One-Hundredth Anniversary of Sanctuary


First Presbyterian Church of San Angelo: The history of First Presbyterian goes back to February 1885, when seven people met with the Rev. J.H. Zivley, to begin plans to organize a Presbyterian church in San Angelo. By the end of the year there were 35 members. On September 11, 1886, the three lots on which the present church now stands were purchased for $500. Within the next year a small white church building, designed by Oscar Ruffini, was constructed. It stood at the corner of College and Irving Streets facing north on College.

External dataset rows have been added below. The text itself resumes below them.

PR #1415, opened 2020-05-11
Rewrite build scripts to use gemspec files

tf:
REDMINE-17603

### DIFF
--- a/bin/build-edge
+++ b/bin/build-edge
@@ -1,17 +1,24 @@
 #!/bin/bash
 
+find_ignored_files_from_gemspec() {
+  gemspec_files=$(ruby -e \
+                       'puts Gem::Specification.load("pageflow.gemspec").files.reject { |f| File.directory?(f) }.join(" ")')
+
+  # --no-index includes ignored files even if there already is a build
+  # commit which force added them on this branch.  The `|| true` makes
+  # sure the script does not abort just because there were no matching
+  # files.
+  git check-ignore --no-index $gemspec_files || true
+}
+
 add_and_commit() {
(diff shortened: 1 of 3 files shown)


bin/build-edge
```diff
@@ -1,17 +1,24 @@
 #!/bin/bash
 
+find_ignored_files_from_gemspec() {
+  gemspec_files=$(ruby -e \
+                       'puts Gem::Specification.load("pageflow.gemspec").files.reject { |f| File.directory?(f) }.join(" ")')
```
aviav, line 5: This line looks like it shouldn't pass a linter. Maybe the indentaton is okay, but the line is still very long. Well, this is just a shell script, so I won't insist

tf: You are right. I'm just really scared of whitespace, quoting and line breaks in shell scripts - mainly because I don't understand. Will try to be braver next time.

aviav: Maybe the basics are simple here. I'd say, close the string, escape the line break, reopen the string on the next line. Haven't tested it, though.

See https://unix.stackexchange.com/a/281310

tf: Posts like [this](https://unix.stackexchange.com/questions/272353/how-to-break-a-long-string-into-multiple-lines-in-the-prompt-of-read-p-within-t) make it look like it might be more involved. It's probably not that hard in this case since we do not care about extra white space in the Ruby script caused by indentation etc. But still...

aviav: Interesting pattern, pack a long string into a short variable and repeat until it fits!

PR #1417, opened 2020-05-12
[WIP] Remove dependency between label width and initial slider position.

UsmanMuhammad:
[REDMINE-17372](https://redmine.codevise.de/issues/17372)

- [X]  remove dependency between label width and slider initial position
- [X]  give height to element if there are no images
- [X]  add simple placeholder layout (differently colored rectangles)
- [X ]  delay label fadeout after mousedown/touchstart


tf:
This has been decomposed into multiple smaller PRs.

PR #1418, opened 2020-05-12
[TMP] React media api

aviav:


entry_types/scrolled/lib/tasks/pageflow_scrolled_tasks.rake
```diff
@@ -35,6 +35,8 @@ namespace :pageflow_scrolled do
           Paperclip::Storage::S3.class_eval { def flush_writes; end }
         end
 
+        Pageflow.config.features.enable('scrolled_entry_type')
+
```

The population of San Angelo was approximately 10,000 in 1906, and the congregation numbered about 200 when the decision was made to undertake the construction of a $40,000 combined sanctuary and education building. Designed by the L.B. Valk Architectural Company of Brooklyn, NY and Los Angeles, CA, the building was completed in 1908. When new, it was truly one of the most impressive structures in all of San Angelo, as well as in much of West Texas. The Sanctuary has withstood West Texas dust storms, droughts, multiple hail storms, and high winds. The bell tower/steeple, seen in the older photos of the church, with its somewhat Moorish dome on the top, was taken down during the 1930s due to concerns about its structural integrity.

First Presbyterian Church of San Angelo: Designed in a Victorian and Romanesque style. The Sanctuary building originally included a pastor’s study, a library, multiple classrooms, and a fellowship hall/educational space in the basement. Originally heated by coal furnaces and cooled with electric fans, the sanctuary also featured a rather unusual water-powered organ.

Today, the Sanctuary has been fully updated, including new lighting and handicapped accessibility via an elevator from the Commons. The original pews, ornately painted organ pipes, beautifully restored beaded board wooden ceiling, and sturdy wooden columns continue to lend their beauty to the worship setting.